### Task goal
For the records below, give the number of lines where the string "adding" occurs. Include nothing else.

[Opening Input section]

PR #846, opened 2022-08-08
Process badges in accessTokenCreate & userDataRefresh

### LINKED ISSUE #842: Process badges in profile
## Motivations

Badges are a way to grant permissions across the platform managed by France-IOI.  Other platforms may offer badges as an achievement to a user profile, or just give a code which can be traded to a badge. At the end, the user can have badges assigned to his profile. These badges have to be interpreted, each time the user profile is synced, as a group membership, which is an easy way in algorea to grant permission.

## Subtasks
- Implement what is described in the [badge description](https://france-ioi.github.io/algorea-devdoc/task_platforms/badges/#badge-processing-by-the-backend), this sync has to be done each time the profile is updated.
- require probably to add a new attribute "latest_profile_sync" on the user table.
- return this new attribute in the get-profile service so that the frontend can trigger a new sync if the last update is not recent enough

zenovich:
Fixes the first part of #842

### DIFF
--- a/app/api/answers/answers.go
+++ b/app/api/answers/answers.go
@@ -26,12 +26,12 @@ type answerData struct {
 // SetRoutes defines the routes for this package in a route answers
 func (srv *Service) SetRoutes(router chi.Router) {
 	router.Use(render.SetContentType(render.ContentTypeJSON))
-	router.Use(auth.UserMiddleware(srv.Store.Sessions()))
+	router.Use(auth.UserMiddleware(srv.Base))
 	router.Get("/items/{item_id}/answers", service.AppHandler(srv.listAnswers).ServeHTTP)
 	router.Get("/answers/{answer_id}", service.AppHandler(srv.getAnswer).ServeHTTP)
 	router.Post("/answers", service.AppHandler(srv.submit).ServeHTTP)
 
-	routerWithParticipant := router.With(service.ParticipantMiddleware(srv.Store))
+	routerWithParticipant := router.With(service.ParticipantMiddleware(srv.Base))
 	routerWithParticipant.Get("/items/{item_id}/current-answer", service.AppHandler(srv.getCurrentAnswer).ServeHTTP)
 	routerWithParticipant.Post("/items/{item_id}/attempts/{attempt_id}/answers", service.AppHandler(srv.answerCreate).ServeHTTP)
 	routerWithParticipant.Put("/items/{item_id}/attempts/{attempt_id}/answers/current", service.AppHandler(srv.updateCurrentAnswer).ServeHTTP)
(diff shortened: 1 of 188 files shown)


zenovich:
Note 1: UserJoinsGroupByCode is used for adding users into badge groups. If that's not what we want, it can be changed.

zenovich:
Note 2:
Consider the situation where there are 2 badges in the login module: B1 and B2. B1 is a parent of B2. Also, there are two users: U1 and U2. Both users are managers of both badges in the login module. AlgoreaBackend isn't aware of those badges and users for now. Then U1 logs in to AlgoreaBackend for the first time. AlgoreaBackend creates user U1, badges B1 and B2, and makes U1 a manager of B1 and B2 as the badges are returned as
```
"badges": [{"url":"B2", "manager":true, "badge_info":{"group_path":[{"url":"b1", "manager": true}]}}]
```
 Then U2 logs in to AlgoreaBackend for the first time. With the same badges info, as both badges are already known to AlgoreaBackend, it creates U2 and makes him a manager of B2, but it doesn't make U2 a manager of B1 (as B1 is already known).

A similar behaviour is true for non-managerial users (with "manager":false in "badges"). User U2 will not become a member of group B1 in the scenario above.

zenovich:
Note 3:
When we create groups for badges and their group paths, the resulting hierarchy depends on the order of badges on the list. For
```
"badges": [
  {"url":"B3", "badge_info":{"group_path":[{"url":"B1"},{"url":"B2"}]}},
  {"url":"B4", "badge_info":{"group_path":[{"url":"B0"},{"url":"B2"}]}}
]
```
the result is B1 -> B2 -> (B3, B4) while for
```
"badges": [
  {"url":"B4", "badge_info":{"group_path":[{"url":"B0"},{"url":"B2"}]}},
  {"url":"B3", "badge_info":{"group_path":[{"url":"B1"},{"url":"B2"}]}}
]
```
it is B0 -> B2 -> (B3, B4)

smadbe:
> Note 1: UserJoinsGroupByCode is used for adding users into badge groups. If that's not what we want, it can be changed.

`UserJoinsGroupByCode` is not related with badges.  This is used to join (through Algorea) a group by entering the `group.code` (managed by algorea). 







> Note 3: When we create groups for badges and their group paths, the resulting hierarchy depends on the order of badges on the list. For
> 
> ```
> "badges": [
>   {"url":"B3", "badge_info":{"group_path":[{"url":"B1"},{"url":"B2"}]}},
>   {"url":"B4", "badge_info":{"group_path":[{"url":"B0"},{"url":"B2"}]}}
> ]
> ```
> 
> the result is B1 -> B2 -> (B3, B4) while for
> 
> ```
> "badges": [
>   {"url":"B4", "badge_info":{"group_path":[{"url":"B0"},{"url":"B2"}]}},
>   {"url":"B3", "badge_info":{"group_path":[{"url":"B1"},{"url":"B2"}]}}
> ]
> ```
> 
> it is B0 -> B2 -> (B3, B4)

Fine!

smadbe (approved):
Except my comment above, that looks good, thanks

zenovich:
> Except my comment above, that looks good, thanks

fixed

smadbe (approved):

[Closing Input section]

### Solution
2